**Task data**
PR #454, opened 2025-12-24
Henryh/olmo core free inference

Hgherzog:
### Summary

This PR decouples model inference from the `olmo-core` training library, allowing users to load and run OlmoEarth models from Hugging Face without installing `ai2-olmo-core`. This significantly reduces the dependency footprint for inference-only use cases.

### Motivation

Previously, loading a model required `olmo-core` because the `Config` base class and config deserialization logic came from that library. This was unnecessary for inference—users only need to deserialize a `config.json` and build the model weights. By making `olmo-core` optional, we:

- Reduce install size and dependency conflicts for downstream users
- Enable easier integration into production inference pipelines
- Maintain full training functionality when `olmo-core` is installed

#### Core Infrastructure

**`olmoearth_pretrain/config.py`** (NEW)
- Centralized conditional import logic for `Config`, `StrEnum`, and `DType`
- Implements `_StandaloneConfig` that mimics `olmo-core`'s `Config` for inference-only mode
- Exports `OLMO_CORE_AVAILABLE` flag and `require_olmo_core()` guard function
- Issues a single warning on first import if `olmo-core` is unavailable

**`olmoearth_pretrain/datatypes.py`** (NEW)
- Moved `MaskValue` and `MaskedOlmoEarthSample` from `train/masking.py`
- These are used by model forward passes and shouldn't live in training code

**`olmoearth_pretrain/types.py`**
- Now only contains `ArrayTensor` type alias

#### Import Updates

Updated all files to import from the new centralized locations:
- `from olmo_core.config import Config` → `from olmoearth_pretrain.config import Config`
- `from olmoearth_pretrain.train.masking import MaskedOlmoEarthSample` → `from olmoearth_pretrain.datatypes import ...`

Files updated:
- `nn/flexi_vit.py`, `nn/latent_mim.py`, `nn/mae.py`, `nn/galileo.py`, `nn/st_model.py`, `nn/pooled_modality_predictor.py`
- `model_loader.py`
- `data/dataloader.py`, `data/dataset.py`, `data/transform.py`, `data/concat.py`
- `train/loss.py`, `train/masking.py`, `train/train_module/train_module.py`
- `internal/experiment.py`
- `evals/datasets/__init__.py`
- Various eval model configs
- `dataset/convert_to_h5py.py`
- `inference_benchmarking/*.py`

#### Training Guards

**`olmoearth_pretrain/train/__init__.py`** and **`olmoearth_pretrain/internal/__init__.py`**
- Added explicit `require_olmo_core()` guards that raise `ImportError` with clear instructions if training code is accessed without `olmo-core`

#### Dependency Management

**`pyproject.toml`**
- Moved `ai2-olmo-core` from base dependencies to `[dependency-groups] training`
- Added `inference_deps_only` pytest marker
- Added `tests_inference/` to test paths

#### Testing

**`tests_inference/test_model_loading.py`** (NEW)
- Integration tests that verify model loading works without `olmo-core`
- Tests `EncoderConfig` deserialization and building
- Runs in a separate test root to ensure clean dependency isolation

#### CI

**`.github/workflows/tests.yaml`**
- Added `test-inference-only` job that runs with only base + dev dependencies (no `olmo-core`)
- Main `test` job now uses `uv sync --locked --all-groups`

#### Documentation

**`README.md`**
- Added "Inference-Only Installation" section

### Backward Compatibility

- `train/masking.py` re-exports `MaskValue` and `MaskedOlmoEarthSample` for backward compatibility
- When `olmo-core` is installed, behavior is identical to before
- All existing tests pass

### Testing
Split tests into main tests and the inference_only tests
`uv run --only-group dev pytest -v tests_inference/`

### DIFF
--- a/tests_minimal_deps/test_model_loader.py
+++ b/tests_minimal_deps/test_model_loader.py
@@ -135,17 +135,6 @@ class TestConfigExport:
         """Test that the exported Config has from_dict for model loading."""
         assert hasattr(Config, "from_dict")
 
-    def test_olmo_core_flag_reflects_installation(self) -> None:
-        """Test that OLMO_CORE_AVAILABLE correctly reflects olmo-core installation."""
-        try:
-            import olmo_core  # noqa: F401
-
-            expected = True
-        except ImportError:
-            expected = False
-
-        assert OLMO_CORE_AVAILABLE == expected
-
 
 # =============================================================================
 # EncoderConfig Loading Tests


pyproject.toml
Hgherzog, line 1: We could also have an inference minimal dependencies be a separate group that someone could install with `--only-group` flag using uv and keep the minimal group as something where you can run tests and other code. (though we were already using additional groups in the test.)

yawenzzzz (approved):
LGTM!

PR #464, opened 2026-01-16
Feature/configurable tokenization

Hgherzog:


olmoearth_pretrain/data/constants.py
```diff
@@ -195,6 +195,142 @@ def is_static_in_space_and_time(self) -> bool:
...
+
+@dataclass
+class ModalityTokenization:
+    """Custom tokenization configuration for a single modality.
+
+    Specifies how bands should be grouped into tokens. Each band_group
+    becomes a separate token.
+    """
+
+    band_groups: list[TokenizationBandSet]
```
gabrieltseng, line 226: Do we need a TokenizationBandSet class here? Since it will always be called within a ModalityTokenization can the band_groups just be a list of tuples / list of lists?

tests/unit/test_tokenization_config.py
```diff
@@ -0,0 +1,195 @@
...
+                        # SWIR group
+                        TokenizationBandSet(bands=["B11", "B12"]),
+                    ]
+                )
+            }
+        )
+
+        indices = config.get_bandset_indices("sentinel2_l2a")
+        # B02=0, B03=1, B04=2, B08=3, B8A=7, B11=8, B12=9
+        assert indices == [[0, 1, 2], [3, 7], [8, 9]]
```
gabrieltseng, line 65: Can this test call `Modality.SENTINEL2_L2A.band_order` instead of testing against hard coded indices?

gabrieltseng: (same for all tests below)

PR #465, opened 2026-01-16
Add (cursor's) script to copy wandb runs

gabrieltseng:


scripts/copy_wandb_run.py
Hgherzog, line 1: I would remove the date from this name

scripts/copy_wandb_run.py
```diff
@@ -0,0 +1,157 @@
+#!/usr/bin/env python3
+"""Copy specific metrics from one wandb run to another project, preserving step values."""
```
Hgherzog, line 2: I would add an example command of how to copy the base official run

Hgherzog: `python scripts/tools/20260116_copy_wandb_run.py \
  --src-entity eai-ai2 \
  --src-project 2025_10_02_phase2 \
  --run-id v9a79d89 \
  --dest-entity eai-ai2 \
  --dest-project <your project> \
  --run-name "phase2.0_base_lr0.0001_wd0.02"`

scripts/copy_wandb_run.py
gabrieltseng: updated

scripts/copy_wandb_run.py
gabrieltseng: updated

**Work required**
How many lines of the listing above contain the string "Added"? Only the number is wanted.

**Your solution**
5